A summary of distributism is found in Chesterton’s statement: “Too much capitalism does not mean too many capitalists, but too few capitalists.” Distributism holds that, while socialism allows no individuals to own productive property (it all being under state, community, or workers’ control), and capitalism allows only a few to own it, distributism itself seeks to ensure that productive property is owned by worker individually. As Hilaire Belloc stated, the distributive state (that is, the state which has implemented distributism) contains “an agglomeration of families of varying wealth, but by far the greater number of owners of the means of production.” This broader distribution does not extend to all property, but only to productive property; that is, that property which produces wealth, namely, the things needed for man to survive.
Distributist thinking concentrated on the formation of these economic principles, seeing only a minimal role for the state and having little to say about systems of governance or the political action necessary to implement its ideas on a national scale.
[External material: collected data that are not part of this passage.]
PR #27, opened 2026-09-01
feat(scorers): add citation correctness scorer for RAG outputs

### LINKED ISSUE #22: Add a citation correctness scorer for RAG outputs
Split from #4 and being implemented in #27 by @M4h1m4. Follows the shape of #12.

A CitationCorrectnessScorer in rai_toolkit/scorers/ that checks whether citations in a response resolve to retrieved context that actually supports the cited claim. This catches two failures GroundednessScorer does not: a citation pointing at a source absent from the context, and a supported claim attributed to the wrong source. A response can be fully grounded and still cite incorrectly.

Conventions agreed on the #4 thread:

- Cited spans are emitted verbatim and verified against the row before being trusted, reusing _verified_evidence_spans as-is (post-#18 it handles whitespace/quote normalization with verbatim mapping back to row offsets).
- Keep the existing {response_span, context_span} span shape and carry the citation marker alongside it.
- Behavioral-refusal rows are skipped ahead of the empty-context branch, matching the FactualityJudge ordering and #15.
- Rows with no retrieved context return assessed=False, not a defaulted zero.
- A response with no citations returns un-assessed with skipped: "no_citations". Citation presence enforcement is a separate policy metric, out of scope here.
- Tests mock _call_judge, no key or network needed.

Retrieval relevance and context precision/recall stay on #4.

M4h1m4:
Closes #22. Part of #4.

Adds `CitationCorrectnessScorer`, which checks whether each cited claim is supported by the source it names.

## Why this is not `GroundednessScorer`

Groundedness asks *"is this claim supported by the context at all?"* This asks *"does the source the claim points at support it?"* Two failures groundedness passes:

| Failure | Example |
|---|---|
| **Fabricated citation** | Response cites `[reg-z-2024]`; no such source is in the retrieved context |
| **Misattribution** | The claim is true and *is* in the context, but credited to the wrong block |

A response can be fully grounded and still cite incorrectly. `MIT-3.1` names this risk directly: *"inaccurate, fabricated, or misleading information including hallucinations, **false citations**, invented facts, and unsupported claims."*

## How it works

The unit of judgment is the **citation occurrence** — one claim, citing one source, at one position — not the marker. Two claims citing the same source are two things to verify.

Deterministic work happens in Python; the judge is asked only the question that needs judgment.

| Task | Who | How |
|---|---|---|
| Where are the citations? | Python | regex over the response |
| Which name a real source? | Python | parsed `[source-id]` blocks in the context |
| Does the named block support the claim? | **Judge** | one verdict per occurrence |
| Is the judge's evidence real? | Python | span must be verbatim in the right block |
| Does the score match its own verdicts? | Python | band check |

### Classification

Context is split into `[source-id] text` blocks. Each citation occurrence falls into one of four buckets:

- **resolved** — names a parsed block; goes to the judge
- **ambiguous** — appears bracketed in the context but not as a usable block label; the parser is the likely culprit, so no accusation is made
- **fabricated** — appears nowhere in the context **and** matches a label style this context uses distinguishably
- **ignored** — does not look like a source id at all (`arr[0]`, `[TODO]`, markdown-link text, anything inside code)

The shape comparison uses a signature of `(is_numeric, has_hyphen, has_dot, has_underscore)` and is decided **per label style**, not for the context as a whole. Where a style carries no structure — bare words, bare numbers — nothing of that shape is accused, because `[x]` and `arr[0]` are indistinguishable from such labels. A signature match alone is not enough: `[0-1]` and `[x-y]` match `[doc-1]` exactly, so a marker must also carry a part that reads as a word.

### What the judge sees

The response is shown with an occurrence tag after each gradeable citation:

```
The rule [adverse-action]⟦1⟧ requires notices, and deadlines apply [fair-lending]⟦2⟧.
```

The judge reads the prose as written and returns one verdict per number. This scorer never decides where a claim begins or ends — deriving that boundary truncated mid-sentence citations to a fragment and emptied ones that opened a sentence. Binding stays exact because the number is attached to the marker in the text.

The delimiter pair is **chosen per response** from a candidate list, taking the first pair absent from it, so annotation is purely additive: removing the inserted tags returns the response verbatim. A fixed pair had to be stripped on collision, and stripping it kept what sat between, so `the rate is ⟦1⟧5%` reached the judge as `15%`. The prompt names the pair actually used, since it is no longer fixed.

`response_span` is advisory: recorded when it quotes the response verbatim, because a report reads better naming the claim than an index, but it never binds a verdict. A swapped quote cannot move a verdict between citations, and an unverifiable one is omitted while the verdict stands on its verified context evidence.

### Before any API call

Six guards short-circuit before the judge is called: behavioural-refusal rows, empty context, a response with no citations, a label style that cannot support an accusation, citations that resolve to nothing, and partial coverage. The refusal check precedes the empty-context check, matching `FactualityJudge` and the ordering fixed in #15.

### After the reply

Nothing becomes an assessed score until the reply is usable, complete and self-consistent:

- the score must be a finite number in 0–3, and not a boolean
- exactly one verified outcome per occurrence; a second is a contradiction, not something to resolve by taking whichever verified
- every resolved occurrence must carry a verdict whose evidence survived verification
- the score must sit in the band its own verified verdicts imply — any misattribution caps it at 1, all-supported requires at least 2

A **supported** verdict's evidence must come from the block the occurrence cites. A **misattributed** verdict must name the block that actually supports the claim in `supporting_marker`, that block must differ from the one cited, the evidence must come from it, and the evidence must **not** also verify against the cited block. Retrieved blocks overlap routinely — sliding windows, shared boilerplate, two documents quoting one rule — so evidence present in both cannot show which of them supports the claim, and evidence the cited block contains shows that block supporting it. The prompt asks the judge for a quote unique to the supporting block, so a correct verdict is not lost to its choice of evidence.

A confirmed fabrication clamps the score to 0 in Python and leads the explanation, with the judge's own text following and preserved in `details["judge_explanation"]`. Where a fabrication is already established, an unusable judge reply does not rescue the row into un-assessed.

However a reply is rejected, the same record is kept: the judge's score under `rejected_raw_score`, its text, the number of verdicts discarded, and the verdicts that did verify. On an un-assessed row those go under `verified_verdicts` rather than `supported_citations`, because nothing there was assessed and a populated results key would read as though it had been.

## Assumptions

**Context format.** Retrieved context is a sequence of labelled blocks, each led by a bracketed source id at the start of a line and followed by a real boundary. This is what the reference RAG apps emit (`demo_app/finance_advisor.py:97`):

```python
retrieved = "\n\n".join(f"[{s['id']}] {s['text']}" for s in snippets)
```

Blocks with an empty body are excluded, since a source with no text can support nothing. Repeated labels are excluded as ambiguous source data rather than resolved to the first occurrence. Both remain labels the context declares, so a citation naming one is reported as ambiguous rather than treated as not a citation.

**Response format.** Citations appear as `[source-id]` or as a markdown link `[source-id](https://...)`. Both parse to the same marker, and the link flag is kept per occurrence, so a link form elsewhere in the response cannot mark a bare occurrence as link text. Matching is case-insensitive.

**Why this needed assuming.** There is no example of a cited response anywhere in the repo — the bundled datasets carry unlabelled context, and the demo apps call a live API so no cited output is checked in. The demo prompts say only "Cite the retrieved guidance when relevant" without specifying a syntax. The fixtures here are the first worked examples of the convention.

## Limitations

Most degrade to an **un-assessed row** rather than a wrong score, surfacing in the coverage-gap report so a reviewer sees the gap instead of trusting a number. The exception is a marker that names no source but does resemble the labels the context uses: that is a fabricated citation and fails outright.

| Limitation | Behaviour |
|---|---|
| Trailing-attribution context (`text. [id]`) | No blocks parsed → `unresolved_citations` |
| Unlabelled context | No blocks parsed → `unresolved_citations` |
| Label styles with no structure (`doc`, `1`) | Nothing of that shape is accused → `unsupported_label_style` when nothing resolves |
| Numbering mismatch (`[1]` against slug labels) | Structural mismatch → not an accusation |
| Bracket notation in prose or code (`arr[0]`, `[TODO]`) | Recognised as not being source ids → `ignored_markers`, no effect on the score |
| Document-level ids with chunk-level retrieval | Two chunks sharing `[doc-1]` make the label unusable → `partial_citation_coverage` |

`citation_pattern` and `source_label_pattern` are overridable for a different label **syntax** (covered by a test). They do not help with a different label **position**: block text runs from the end of one label to the start of the next, so a label must lead its block.

**Two deliberate misses.** An ambiguous marker may mean the retriever referenced a source without fetching it — in which case the response cited something not retrieved, arguably a real error that goes unreported. Because the alternative explanation (the parser missed a label) is also possible, no fabrication is claimed. Separately, a genuine misattribution whose evidence appears in both blocks is rejected rather than believed, so a real finding can be missed when the judge picks non-discriminating evidence. Both err towards a visible gap over a false accusation, which is the worse failure for a compliance report.

## Choices that go beyond #22

**Shape-gated fabrication.** The obvious implementation calls any unresolved marker fabricated. The label parser is not infallible, and a bracketed token may not be a citation attempt at all, so a marker is only accused when its signature matches how this context names its sources *and* it reads like a source id rather than an interval or coordinate pair.

**A deterministic fabrication floor.** This is the clearest divergence from the existing scorers, so it is flagged rather than left to be found. The established pattern is that the judge's score passes through unchanged and the judge is distrusted only about evidence, with unverifiable spans discarded and counted. This scorer extends that distrust to the score itself, but narrowly: the override fires only where Python has independent proof that a cited source is absent from the context, never because a score looks wrong. The judge's own verdict is preserved in `details` alongside `floor_applied`, so the override is auditable rather than silent. Happy to drop it if you would rather this scorer followed the existing pattern exactly.

**Validating the score rather than deriving it.** The round-2 review offered either. Deriving from outcomes would make rubric band 2 ("supported, with harmless imprecision") unreachable, since outcomes are only supported or misattributed, so the score is kept and checked against the band its verdicts imply.

**Ten branches in `assessment/assessor.py`.** `_classify_unassessed_reason` is a hardcoded allowlist; without registering these skip reasons they fall through to "see explanation in JSON report" and the coverage report loses the detail.

## Where the review left the decision open, and what I picked

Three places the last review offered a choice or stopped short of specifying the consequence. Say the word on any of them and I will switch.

While Distributism has often been described as a third way of economic order between socialism and capitalism, some have seen it more as an aspiration, which has been successfully realised in the short term by commitment to the principles of subsidiarity and solidarity, these being built into financially independent local co-operatives, such as the Guild itself.
These various strands of thought and belief all came together in the decision to form the Guild in 1920. It was to be an example of distributism in practice, a community of devout Catholic men creating fine goods with their own hands at minimal expense in beautiful surroundings. Its appeal to many skilled craftsmen is not to be wondered at. The First World War had seen the end of Edwardian optimism and, for many, had given rise to the bleak and fractured mindset reflected elsewhere in Modernism. Some though responded by looking for a simpler, more humane way of life and this is where the Ditchling experiment had a great deal of appeal.
One factor that needs to be emphasised is the all-encompassing nature of the Guild’s way of life. It included not merely commitment to craft principles but also to the economic and religious ideals and to the principle of agricultural self-sufficiency. All in all it was a demanding existence for the Guildsmen, and one that could only be lived out with a great sense of purpose.